In the example figure, the path from Girl6 to Boy4 forms an augmenting path: it connects a girl that is unmatched by the algorithm’s red schedule, to an unmatched boy, using a path whose lines alternate between being red (scheduled) dates and dates that the red schedule does not use. Let’s now see why it must always be true that if the red matching has fewer dates than the blue matching, there is an augmenting path to improve the red one.
We just reasoned that the difference network consists of separate paths and cycles. Note that a cycle in a boy/girl network contains an even number of lines: if you start at a girl and follow an odd number of lines, you always end up at a boy. So a cycle that starts at a girl and ends at that same girl, consists of an even number of lines. So every cycle in the difference network consists of an even number of lines, of which half are red and the other half are blue.
Since the number of blue lines is strictly larger than the number of red lines, there must be a component of the difference network that has more blue than red lines. This component cannot be a cycle, since we just argued that cycles have exactly as many red as blue lines. As the only possible types of components are paths and cycles, this means the difference network must have a path that has more blue than red lines, like the path from Girl6 to Boy4 in the example.
Now let’s think back to what that means: if the red matching, the one the algorithm is building, is not yet of maximum-possible size (because some larger blue matching exists, that the algorithm does not yet know about), then there is a path P in the difference network that has more blue than red lines. Since the colors alternate between red and blue on any path in the difference network, this means path P starts and ends with a blue line. In turn, that means that the endpoints of path P are nodes that have no partner under the red matching. Hence P is a path, starting an ending in nodes that are not matched by the algorithm’s red schedule, on which the lines alternate between potential dates and planned dates. So P is an augmenting path!
We have shown the following: as long as the algorithm’s matching is not yet optimal, there is an augmenting path. The post-it procedure on the oriented network will find such a path, which is used to find a schedule with more dates. When the algorithm terminates, there is no more augmenting path to be found, and therefore no matching exists that schedules more dates. So the algorithm’s output is optimal!
(If you follow the argument above closely, you will notice that the correctness proof relies on the fact that the network consists of boys and girls, with all potential dates between members of different sexes. Unfortunately, this means that the algorithm does not work in networks with same-sex dates. That turns out to be a more difficult algorithmic problem. There are efficient algorithms to solve it, but they are significantly more complicated. The flowers-and-blossoms algorithm by Jack Edmonds can be used to solve it.)

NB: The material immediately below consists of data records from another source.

PR #127, opened 2020-01-30
Art3 mt

goodenou:
I have made much of the output from the G4MT modules optional with a new fcl parameter 'mtDebugOutput' which is set to false by default.  I have added in the ability to modify the number of random number seeds at runtime using a new fcl parameter 'maxEventsToSeed'.  This determines the maximum number of events that can be processed in a given run.  By default this value is set to 10k.  I have added and modified some fcl files for running in MT mode.


gaponenko:
Hi Lisa,

> I have added in the ability to modify the number of random number seeds at runtime using a new fcl parameter 'maxEventsToSeed'. This determines the maximum number of events that can be processed in a given run. By default this value is set to 10k.

Can you please explain the seed issue to me?   In the non-MT simualtions we can use one seed to produce a practically unlimited number of events.   Why is the number of events per run limited in MT?  What does it have to do with multiple seeds?

goodenou:
Hi Andrei.  You have asked a good question.  From a Geant4 perspective, the answer is that in order to have reproducibility of our results, regardless of the number of threads that we run, we need to have a new seed for each event.  Alternatively, if we want to relax the condition to be reproducibility only in the case that we re-run with the same number of threads, we can have a single seed for each thread.  However, TBB can create as many threads as it wants to do a job in which you have required N threads.  TBB guarantees only that the total number of ACTIVE threads is N.  (I have seen this in action, it is currently causing me an issue with the shutdown of my code.)  So, in this case, the marriage of G4 and TBB forces us to have a seed for each event in order to have reproducibility.  It is not an elegant situation, but it is a practical one.

kutschke:
Hi Lisa,

 I would like to understand this too:

> On Jan 30, 2020, at 3:49 PM, Lisa Goodenough <notifications@github.com> wrote:
> 
> Hi Andrei. You have asked a good question. From a Geant4 perspective, the answer is that in order to have reproducibility of our results, regardless of the number of threads that we run, we need to have a new seed for each event. 

I believe that this comment only applies to MT mode when you are running with more than 1 G4 worker thread.  Is that right?

I also think that the issue is that instances of the random number engine are tied to G4 worker threads.  If I rerun the same job many times, the matching of events to G4 worker threads will have at least some, and maybe a lot, of randomness.  If there were a deterministic matching of events to threads then this question would be moot.

Is that right?


> Alternatively, if we want to relax the condition to be reproducibility only in the case that we re-run with the same number of threads, we can have a single seed for each thread. However, TBB can create as many threads as it wants to do a job in which you have required N threads. TBB guarantees only that the total number of ACTIVE threads is N. (I have seen this in action, it is currently causing me an issue with the shutdown of my code.) So, in this case, the marriage of G4 and TBB forces us to have a seed for each event in order to have reproducibility. It is not an elegant situation, but it is a practical one.

This one is over my head.  Are you saying that if I ask for N G4 worker threads I may get more than N?  Or are you saying that there may be more than N threads in the job, of which only N will be G4 worker threads.  Which threads are active at a given time is a separate question.

Rob

goodenou:
> On Jan 30, 2020, at 4:21 PM, Rob Kutschke <notifications@github.com> wrote:
> 
> Hi Lisa, 
> 
> I would like to understand this too: 
> 
> > On Jan 30, 2020, at 3:49 PM, Lisa Goodenough <notifications@github.com> wrote: 
> > 
> > Hi Andrei. You have asked a good question. From a Geant4 perspective, the answer is that in order to have reproducibility of our results, regardless of the number of threads that we run, we need to have a new seed for each event. 
> 
> I believe that this comment only applies to MT mode when you are running with more than 1 G4 worker thread. Is that right? 

Yes, that is correct.


> 
> I also think that the issue is that instances of the random number engine are tied to G4 worker threads. If I rerun the same job many times, the matching of events to G4 worker threads will have at least some, and maybe a lot, of randomness. If there were a deterministic matching of events to threads then this question would be moot. 
> 
> Is that right? 

Yes, that is also correct.

> 
> 
> > Alternatively, if we want to relax the condition to be reproducibility only in the case that we re-run with the same number of threads, we can have a single seed for each thread. However, TBB can create as many threads as it wants to do a job in which you have required N threads. TBB guarantees only that the total number of ACTIVE threads is N. (I have seen this in action, it is currently causing me an issue with the shutdown of my code.) So, in this case, the marriage of G4 and TBB forces us to have a seed for each event in order to have reproducibility. It is not an elegant situation, but it is a practical one. 
> 
> This one is over my head. Are you saying that if I ask for N G4 worker threads I may get more than N? Or are you saying that there may be more than N threads in the job, of which only N will be G4 worker threads. Which threads are active at a given time is a separate question. 
> 
If I ask for N threads (= number of schedules to keep things simple) in my job, I will get N G4Workers active at any one time.  However, TBB feels free to abandon a particular thread and start up a new one at any time in the job at the beginning of any event.  When this happens, the old thread still contains all of it’s G4 objects and ptrs , and the new thread gets a whole new set of G4 objects and ptrs.  When I try to shut down the threads at the end of the job, I cannot access the ones that got abandoned.

gaponenko:
Hi Lisa, 

> From a Geant4 perspective, the answer is that in order to have
> reproducibility of our results, regardless of the number of threads
> that we run, we need to have a new seed for each event.

Thank you for the explanation.  I was the one mourning the loss of
reproducibility with MT, which the individual seeds resolve.

Many older pseudo-random number generators assure "good" statistical
properties of their output from a long run with a single seed, but say
nothing about correlations between multiple chunks started from
different seeds.  I think when we were switching to MIXMAX a statement
was made that the new generator "officially" has good properties
across multiple sequences started with different seeds.  If anyone
knows more about that I would like to hear.  That would "certify" that
RNG use use in the seed-per-event mode.

But then we should be a lot more careful about setting initial seeds.
At the moment generate_fcl makes sure that each generated job gets a
unique SINGLE seed.  If MT jobs use 10k or more seeds, we'll need to
adjust that.  Or we'll have different threads in different jobs
simulating the same event.

Andrei

resnegfk:
Andrei,
From: https://mixmax.hepforge.org/
It is guaranteed that even if the user seeds from sequential seeds, e.g. 1,2,3... 
the initial vectors are independent and are located on the MIXMAX trajectory 
at least 10^100 steps apart. 
Krzysztof

kutschke:
Thanks Lisa,

  A few more things below.

> On Jan 30, 2020, at 4:30 PM, Lisa Goodenough <notifications@github.com> wrote:
> 
> 
> 
> > On Jan 30, 2020, at 4:21 PM, Rob Kutschke <notifications@github.com> wrote:
> > 
> > Hi Lisa, 
> > 
> > I would like to understand this too: 
> > 
> > > On Jan 30, 2020, at 3:49 PM, Lisa Goodenough <notifications@github.com> wrote: 
> > > 
> > > Hi Andrei. You have asked a good question. From a Geant4 perspective, the answer is that in order to have reproducibility of our results, regardless of the number of threads that we run, we need to have a new seed for each event. 
> > 
> > I believe that this comment only applies to MT mode when you are running with more than 1 G4 worker thread. Is that right? 
> 
> Yes, that is correct.
> 
> 
> > 
> > I also think that the issue is that instances of the random number engine are tied to G4 worker threads. If I rerun the same job many times, the matching of events to G4 worker threads will have at least some, and maybe a lot, of randomness. If there were a deterministic matching of events to threads then this question would be moot. 
> > 
> > Is that right? 
> 
> Yes, that is also correct.
> 
> > 
> > 
> > > Alternatively, if we want to relax the condition to be reproducibility only in the case that we re-run with the same number of threads, we can have a single seed for each thread.

I thought that because of race conditions, even if you rerun with the same number of threads reproducibility is not guaranteed.

Is that right or wrong?


> However, TBB can create as many threads as it wants to do a job in which you have required N threads. TBB guarantees only that the total number of ACTIVE threads is N. (I have seen this in action, it is currently causing me an issue with the shutdown of my code.) So, in this case, the marriage of G4 and TBB forces us to have a seed for each event in order to have reproducibility. It is not an elegant situation, but it is a practical one. 
> > 
> > This one is over my head. Are you saying that if I ask for N G4 worker threads I may get more than N? Or are you saying that there may be more than N threads in the job, of which only N will be G4 worker threads. Which threads are active at a given time is a separate question. 
> > 
> If I ask for N threads (= number of schedules to keep things simple) in my job, I will get N G4Workers active at any one time. However, TBB feels free to abandon a particular thread and start up a new one at any time in the job at the beginning of any event. When this happens, the old thread still contains all of it’s G4 objects and ptrs , and the new thread gets a whole new set of G4 objects and ptrs. When I try to shut down the threads at the end of the job, I cannot access the ones that got abandoned.

Wow.   So if you ask for N threads/schedules then you might get more than N of the per-thread objects created?  If you instrument the c'tors can you see them being created?

Rob

goodenou:
Hi Rob,
I have answered your specific questions inline below.

I should add that in the previous version of our MT code, pre-artMT, we were also seeding each event individually, but it was happening ‘behind the scenes’ in G4MTRunManager.  We were providing a single seed to the MTRunManager through our config file, and G4 was creating the #events seeds from that.  The process is the same in the current version, we provide a single starter seed in the config file, and Mu2eG4MTRunManager now creates the #events seeds, one for each event.

The reason we need to explicitly insert a value into the current code is because we now ‘own’ the “InitializeEvent” code in Mu2eG4MTRunManager - previously this code was buried in G4.  The InitializeEvent code needs to know how many events it is producing in order to make the seeds.  Previously this number was given to it in our call to BeamOn in produce(), but now we have to pass the number into the code another way.  Unless there is a way to pass in the result of “-n “ on the command line, we have to do it the way I have set up, which is to hard code a default value (10k, which is good for testing things) and pass in a larger value through the config file for real jobs.


> On Jan 30, 2020, at 9:46 PM, Rob Kutschke <notifications@github.com> wrote:
> 
> Thanks Lisa, 
> 
> A few more things below. 
> 
> > On Jan 30, 2020, at 4:30 PM, Lisa Goodenough <notifications@github.com> wrote: 
> > 
> > 
> > 
> > > On Jan 30, 2020, at 4:21 PM, Rob Kutschke <notifications@github.com> wrote: 
> > > 
> > > Hi Lisa, 
> > > 
> > > I would like to understand this too: 
> > > 
> > > > On Jan 30, 2020, at 3:49 PM, Lisa Goodenough <notifications@github.com> wrote: 
> > > > 
> > > > Hi Andrei. You have asked a good question. From a Geant4 perspective, the answer is that in order to have reproducibility of our results, regardless of the number of threads that we run, we need to have a new seed for each event. 
> > > 
> > > I believe that this comment only applies to MT mode when you are running with more than 1 G4 worker thread. Is that right? 
> > 
> > Yes, that is correct. 
> > 
> > 
> > > 
> > > I also think that the issue is that instances of the random number engine are tied to G4 worker threads. If I rerun the same job many times, the matching of events to G4 worker threads will have at least some, and maybe a lot, of randomness. If there were a deterministic matching of events to threads then this question would be moot. 
> > > 
> > > Is that right? 
> > 
> > Yes, that is also correct. 
> > 
> > > 
> > > 
> > > > Alternatively, if we want to relax the condition to be reproducibility only in the case that we re-run with the same number of threads, we can have a single seed for each thread. 
> 
> I thought that because of race conditions, even if you rerun with the same number of threads reproducibility is not guaranteed. 
> 
> Is that right or wrong? 

The seeds are associated with an event number, so reproducibility is guaranteed.


> 
> 
> > However, TBB can create as many threads as it wants to do a job in which you have required N threads. TBB guarantees only that the total number of ACTIVE threads is N. (I have seen this in action, it is currently causing me an issue with the shutdown of my code.) So, in this case, the marriage of G4 and TBB forces us to have a seed for each event in order to have reproducibility. It is not an elegant situation, but it is a practical one. 
> > > 
> > > This one is over my head. Are you saying that if I ask for N G4 worker threads I may get more than N? Or are you saying that there may be more than N threads in the job, of which only N will be G4 worker threads. Which threads are active at a given time is a separate question. 
> > > 
> > If I ask for N threads (= number of schedules to keep things simple) in my job, I will get N G4Workers active at any one time. However, TBB feels free to abandon a particular thread and start up a new one at any time in the job at the beginning of any event. When this happens, the old thread still contains all of it’s G4 objects and ptrs , and the new thread gets a whole new set of G4 objects and ptrs. When I try to shut down the threads at the end of the job, I cannot access the ones that got abandoned. 
> 
> Wow. So if you ask for N threads/schedules then you might get more than N of the per-thread objects created? If you instrument the c'tors can you see them being created? 
> 

Yes, I see the extra objects being created.

As an example, I ran this command asking for 8 threads/schedules:

	mu2e -c JobConfig/cosmic/dsstops_resampler_lo_forMT.fcl -n 5000 -j 8

I see from the output 8 worker run managers being created right away:

FOR TID: 139661241833216, NO WORKER.  We are making one.
FOR SchedID: 4, TID=139661241833216, workerRunManagers[schedID].get() is:0x44843880

FOR TID: 139661252323072, NO WORKER.  We are making one.
FOR SchedID: 0, TID=139661252323072, workerRunManagers[schedID].get() is:0x44858890

FOR TID: 139661283792640, NO WORKER.  We are making one.
FOR SchedID: 3, TID=139661283792640, workerRunManagers[schedID].get() is:0x44843d80

FOR TID: 139661273302784, NO WORKER.  We are making one.
FOR SchedID: 7, TID=139661273302784, workerRunManagers[schedID].get() is:0x448432a0

FOR TID: 139662353160960, NO WORKER.  We are making one.
FOR SchedID: 1, TID=139662353160960, workerRunManagers[schedID].get() is:0x448a5d70

FOR TID: 139661294282496, NO WORKER.  We are making one.
FOR SchedID: 5, TID=139661294282496, workerRunManagers[schedID].get() is:0x4486cb50

FOR TID: 139661304772352, NO WORKER.  We are making one.
FOR SchedID: 2, TID=139661304772352, workerRunManagers[schedID].get() is:0x44891950

FOR TID: 139661262812928, NO WORKER.  We are making one.
FOR SchedID: 6, TID=139661262812928, workerRunManagers[schedID].get() is:0x448833a0

Then much later in the job I see another worker being created:

FOR TID: 139661206976256, NO WORKER.  We are making one.
FOR SchedID: 1, TID=139661206976256, workerRunManagers[schedID].get() is:0x4e09e3f0

And at the end of the job it is confirmed that I have 9 workers in my map:

At endRun, we have 9 members in the map

kutschke:
Thanks Lisa,

  Do you have a few minutes to talk about this in person - it might converge faster.

  Andrei, Krzysztof, Lisa: can you make a meeting sometime this afternoon after 2:00 ?

  Some more followups in line.

> On Jan 31, 2020, at 9:02 AM, Lisa Goodenough <notifications@github.com> wrote:
> 
> Hi Rob,
> I have answered your specific questions inline below.
> 
> I should add that in the previous version of our MT code, pre-artMT, we were also seeding each event individually, but it was happening ‘behind the scenes’ in G4MTRunManager. We were providing a single seed to the MTRunManager through our config file, and G4 was creating the #events seeds from that.

Just curious: given the one initial seed, what did G4MT do?  Add the G4 event number?  Just increment ... ? Something else?


>  The process is the same in the current version, we provide a single starter seed in the config file, and Mu2eG4MTRunManager now creates the #events seeds, one for each event.


> 
> The reason we need to explicitly insert a value into the current code is because we now ‘own’ the “InitializeEvent” code in Mu2eG4MTRunManager - previously this code was buried in G4. 

I don't quite follow the last two sentences.  The first one says that the code is the same as before the second says that it does something different?  So I did not understand something.


> The InitializeEvent code needs to know how many events it is producing in order to make the seeds.

Is this done in a part of InitializeEvent that is called once at the start of the job?

So my cartoon picture is that once, at the start of the job, you fill a container with a set of seeds.  You give the container to G4. When G4 runs it reaches into the container and uses a seed in a way that's repeatable.  Is that right?


>  Previously this number was given to it in our call to BeamOn in produce(), but now we have to pass the number into the code another way. 

Does this mean that, in the old way, BeamOn produced the big list of seeds?  We just had to give it the number of events we
expected to process?

> Unless there is a way to pass in the result of “-n “ on the command line, we have to do it the way I have set up, which is to hard code a default value (10k, which is good for testing things) and pass in a larger value through the config file for real jobs.

Does G4 support  alternate method by which it calls a function to get the next seed ?

Rob 



> 
>

goodenou:
I can meet at 2 or 2:30.

kutschke:
Hi Lisa,

  This is following up on just the end of job stuff explosion stuff:
 
> > > However, TBB can create as many threads as it wants to do a job in which you have required N threads. TBB guarantees only that the total number of ACTIVE threads is N. (I have seen this in action, it is currently causing me an issue with the shutdown of my code.) So, in this case, the marriage of G4 and TBB forces us to have a seed for each event in order to have reproducibility. It is not an elegant situation, but it is a practical one. 
> > > > 
> > > > This one is over my head. Are you saying that if I ask for N G4 worker threads I may get more than N? Or are you saying that there may be more than N threads in the job, of which only N will be G4 worker threads. Which threads are active at a given time is a separate question. 
> > > > 
> > > If I ask for N threads (= number of schedules to keep things simple) in my job, I will get N G4Workers active at any one time. However, TBB feels free to abandon a particular thread and start up a new one at any time in the job at the beginning of any event. When this happens, the old thread still contains all of it’s G4 objects and ptrs , and the new thread gets a whole new set of G4 objects and ptrs. When I try to shut down the threads at the end of the job, I cannot access the ones that got abandoned. 
> > 
> > Wow. So if you ask for N threads/schedules then you might get more than N of the per-thread objects created? If you instrument the c'tors can you see them being created? 
> > 
> 
> Yes, I see the extra objects being created.
> 
> As an example, I ran this command asking for 8 threads/schedules:
> 
> mu2e -c JobConfig/cosmic/dsstops_resampler_lo_forMT.fcl -n 5000 -j 8
> 
> I see from the output 8 worker run managers being created right away:
> 
> FOR TID: 139661241833216, NO WORKER. We are making one.
> FOR SchedID: 4, TID=139661241833216, workerRunManagers[schedID].get() is:0x44843880
> 
> FOR TID: 139661252323072, NO WORKER. We are making one.
> FOR SchedID: 0, TID=139661252323072, workerRunManagers[schedID].get() is:0x44858890
> 
> FOR TID: 139661283792640, NO WORKER. We are making one.
> FOR SchedID: 3, TID=139661283792640, workerRunManagers[schedID].get() is:0x44843d80
> 
> FOR TID: 139661273302784, NO WORKER. We are making one.
> FOR SchedID: 7, TID=139661273302784, workerRunManagers[schedID].get() is:0x448432a0
> 
> FOR TID: 139662353160960, NO WORKER. We are making one.
> FOR SchedID: 1, TID=139662353160960, workerRunManagers[schedID].get() is:0x448a5d70
> 
> FOR TID: 139661294282496, NO WORKER. We are making one.
> FOR SchedID: 5, TID=139661294282496, workerRunManagers[schedID].get() is:0x4486cb50
> 
> FOR TID: 139661304772352, NO WORKER. We are making one.
> FOR SchedID: 2, TID=139661304772352, workerRunManagers[schedID].get() is:0x44891950
> 
> FOR TID: 139661262812928, NO WORKER. We are making one.
> FOR SchedID: 6, TID=139661262812928, workerRunManagers[schedID].get() is:0x448833a0
> 
> Then much later in the job I see another worker being created:
> 
> FOR TID: 139661206976256, NO WORKER. We are making one.
> FOR SchedID: 1, TID=139661206976256, workerRunManagers[schedID].get() is:0x4e09e3f0
> 
> And at the end of the job it is confirmed that I have 9 workers in my map:
> 
> At endRun, we have 9 members in the map

Let me see if I have the right picture.

We hold at "module scope" a container that holds all of the per thread stuff.   The container is indexed by thread Id and each worker thread get's its correct per thread stuff from this container.  The stuff in the container is all on the heap so, at end of job we need to delete all of the stuff in the container.

I am being a little vague about "module scope" - maybe it's really owned by the master thread, not by the module, or maybe it's held by an object that is a data member of one of them ...  The bottom line is that it holds stuff that is created during the job and that we need to delete at end of job.

In the example you give above there are 9 members in the map.  8 of them are things you need to delete and one of them is a time bomb that if you delete it then it segfaults?

Is that close enough?

Rob

kutschke:
If 2:30 works for the others, then let's do that.  I will see if Kyle is available too.

Rob

goodenou:
> On Jan 31, 2020, at 11:45 AM, Rob Kutschke <notifications@github.com> wrote:
> 
> Hi Lisa, 
> 
> This is following up on just the end of job stuff explosion stuff: 
> 
> > > > However, TBB can create as many threads as it wants to do a job in which you have required N threads. TBB guarantees only that the total number of ACTIVE threads is N. (I have seen this in action, it is currently causing me an issue with the shutdown of my code.) So, in this case, the marriage of G4 and TBB forces us to have a seed for each event in order to have reproducibility. It is not an elegant situation, but it is a practical one. 
> > > > > 
> > > > > This one is over my head. Are you saying that if I ask for N G4 worker threads I may get more than N? Or are you saying that there may be more than N threads in the job, of which only N will be G4 worker threads. Which threads are active at a given time is a separate question. 
> > > > > 
> > > > If I ask for N threads (= number of schedules to keep things simple) in my job, I will get N G4Workers active at any one time. However, TBB feels free to abandon a particular thread and start up a new one at any time in the job at the beginning of any event. When this happens, the old thread still contains all of it’s G4 objects and ptrs , and the new thread gets a whole new set of G4 objects and ptrs. When I try to shut down the threads at the end of the job, I cannot access the ones that got abandoned. 
> > > 
> > > Wow. So if you ask for N threads/schedules then you might get more than N of the per-thread objects created? If you instrument the c'tors can you see them being created? 
> > > 
> > 
> > Yes, I see the extra objects being created. 
> > 
> > As an example, I ran this command asking for 8 threads/schedules: 
> > 
> > mu2e -c JobConfig/cosmic/dsstops_resampler_lo_forMT.fcl -n 5000 -j 8 
> > 
> > I see from the output 8 worker run managers being created right away: 
> > 
> > FOR TID: 139661241833216, NO WORKER. We are making one. 
> > FOR SchedID: 4, TID=139661241833216, workerRunManagers[schedID].get() is:0x44843880 
> > 
> > FOR TID: 139661252323072, NO WORKER. We are making one. 
> > FOR SchedID: 0, TID=139661252323072, workerRunManagers[schedID].get() is:0x44858890 
> > 
> > FOR TID: 139661283792640, NO WORKER. We are making one. 
> > FOR SchedID: 3, TID=139661283792640, workerRunManagers[schedID].get() is:0x44843d80 
> > 
> > FOR TID: 139661273302784, NO WORKER. We are making one. 
> > FOR SchedID: 7, TID=139661273302784, workerRunManagers[schedID].get() is:0x448432a0 
> > 
> > FOR TID: 139662353160960, NO WORKER. We are making one. 
> > FOR SchedID: 1, TID=139662353160960, workerRunManagers[schedID].get() is:0x448a5d70 
> > 
> > FOR TID: 139661294282496, NO WORKER. We are making one. 
> > FOR SchedID: 5, TID=139661294282496, workerRunManagers[schedID].get() is:0x4486cb50 
> > 
> > FOR TID: 139661304772352, NO WORKER. We are making one. 
> > FOR SchedID: 2, TID=139661304772352, workerRunManagers[schedID].get() is:0x44891950 
> > 
> > FOR TID: 139661262812928, NO WORKER. We are making one. 
> > FOR SchedID: 6, TID=139661262812928, workerRunManagers[schedID].get() is:0x448833a0 
> > 
> > Then much later in the job I see another worker being created: 
> > 
> > FOR TID: 139661206976256, NO WORKER. We are making one. 
> > FOR SchedID: 1, TID=139661206976256, workerRunManagers[schedID].get() is:0x4e09e3f0 
> > 
> > And at the end of the job it is confirmed that I have 9 workers in my map: 
> > 
> > At endRun, we have 9 members in the map 
> 
> Let me see if I have the right picture. 
> 
> We hold at "module scope" a container that holds all of the per thread stuff. The container is indexed by thread Id and each worker thread get's its correct per thread stuff from this container. The stuff in the container is all on the heap so, at end of job we need to delete all of the stuff in the container. 
> 
> I am being a little vague about "module scope" - maybe it's really owned by the master thread, not by the module, or maybe it's held by an object that is a data member of one of them ... The bottom line is that it holds stuff that is created during the job and that we need to delete at end of job. 
> 
> In the example you give above there are 9 members in the map. 8 of them are things you need to delete and one of them is a time bomb that if you delete it then it segfaults? 
> 
> Is that close enough? 

The only correction I would make is this:
the 9th thread that has gone ‘offline’ and is no longer active cannot be found by its ID when it is time to delete it.  So as it stands my code just waits, it doesn’t seg fault.

goodenou:
> On Jan 31, 2020, at 11:27 AM, Rob Kutschke <notifications@github.com> wrote:
> 
> Thanks Lisa, 
> 
> Do you have a few minutes to talk about this in person - it might converge faster. 
> 
> Andrei, Krzysztof, Lisa: can you make a meeting sometime this afternoon after 2:00 ? 
> 
> Some more followups in line. 
> 
> > On Jan 31, 2020, at 9:02 AM, Lisa Goodenough <notifications@github.com> wrote: 
> > 
> > Hi Rob, 
> > I have answered your specific questions inline below. 
> > 
> > I should add that in the previous version of our MT code, pre-artMT, we were also seeding each event individually, but it was happening ‘behind the scenes’ in G4MTRunManager. We were providing a single seed to the MTRunManager through our config file, and G4 was creating the #events seeds from that. 
> 
> Just curious: given the one initial seed, what did G4MT do? Add the G4 event number? Just increment ... ? Something else? 

I have not looked into the specifics of how it creates the seeds.

> 
> 
> > The process is the same in the current version, we provide a single starter seed in the config file, and Mu2eG4MTRunManager now creates the #events seeds, one for each event. 
> 
> 
> > 
> > The reason we need to explicitly insert a value into the current code is because we now ‘own’ the “InitializeEvent” code in Mu2eG4MTRunManager - previously this code was buried in G4. 
> 
> I don't quite follow the last two sentences. The first one says that the code is the same as before the second says that it does something different? So I did not understand something. 

The code that makes the seeds IS the same, but how we interact with it is different.

Previously the code was hidden in a part of G4 and was called by one of the functions that BeamOnBeginRun called in beginRun. 

Specifically, the way we determined the number of seeds to set in the job was through the assignment in the MT module:
G4int numberOfEventsToBeProcessed = std::numeric_limits<int>::max();

numberOfEventsToBeProcessed was then used in the call
_runManager->InitializeEventLoop(numberOfEventsToBeProcessed,macroFile,n_select);
which was a G4 function that set the number of seeds among other things.


The functionality of InitializeEventLoop is now in our Mu2eG4MTRunManager::initializeG4(int art_runnumber)which is where the statement that got this whole discussion going is:
int numevents = maxNumEventstoSeed_;
SetNumberOfEventsToBeProcessed(numevents);

So the conclusion is that we are now creating fewer seeds that we were before.

> 
> 
> > The InitializeEvent code needs to know how many events it is producing in order to make the seeds. 
> 
> Is this done in a part of InitializeEvent that is called once at the start of the job?
> 
> So my cartoon picture is that once, at the start of the job, you fill a container with a set of seeds. You give the container to G4. When G4 runs it reaches into the container and uses a seed in a way that's repeatable. Is that right? 
> 

Yes.  The container is a member of G4MTRunManager, which our Mu2eG4RunManager inherits from.


> 
> > Previously this number was given to it in our call to BeamOn in produce(), but now we have to pass the number into the code another way. 
> 
> Does this mean that, in the old way, BeamOn produced the big list of seeds? We just had to give it the number of events we 
> expected to process? 
> 

I just looked at the specifics of the old code.  It turns out that we did not give it the number of events we expected to process, we set the number of seeds in this way:
G4int numberOfEventsToBeProcessed = std::numeric_limits<int>::max();

This was an assignment taken from the original non-MT module.

> > Unless there is a way to pass in the result of “-n “ on the command line, we have to do it the way I have set up, which is to hard code a default value (10k, which is good for testing things) and pass in a larger value through the config file for real jobs. 
> 
> Does G4 support alternate method by which it calls a function to get the next seed ? 
> 
No.



> Rob 
> 
> 
> 
> > 
> >

kutschke:
Thanks Lisa,

   I will make my next suggestion on the thread that Kyle started.

Rob

gaponenko:
Don't we have "Updates from the Scientific Advisory Council" from 14:00 to 15:30 today?
It is on my calendar.

Andrei

kutschke:
Yes.  

Lisa:  does later in the day work for you?

Andrei: how much do you want to go to that meeting?

Rob

goodenou:
Yes, I can do later in the day.  But we will run into the wine and cheese if we wait until 3:30.

kutschke:
Let's stick with 2:30.  Kyle can make it. 

Andrei: let me know if you plan to come.

I also ran into Krzysztof who says that Soon has some experience managing random seeds for GeantV, which may be relevant.

Rob

kutschke:
... Lisa  - can you find a room?

kutschke:
I also approve this pull request.  I will not merge it today so that tonight's validation will look at the Hayman2 merge in isolation.  There are a few other outstanding pull requests and we will decide on an order tomorrow.

I agree with Andrei that the maxEventsToSeed  issue can be resolved in a separate commit.

In a future commit I would like you to address the following issue.  There are many .fcl files for which you have an original file plus a matching MT file.  Please rewrite the MT file to #include the original file and make the necessary redefinitions.   Feel free to ask questions about this last part.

Congratulations, you have now learned how the augmenting-paths algorithm works and how efficient it is. Moreover, you have seen why it works, and how mathematics can be used to prove that! You can be confident that if you ever find yourself in charge of the Valentine’s night committee, you can efficiently find the optimal schedule to foster everyone’s budding romance. If you know some computer programming, then the ideas about drawings and post-its in the explanation above can easily be turned into code in your favorite programming language. Try it if you feel up to the challenge!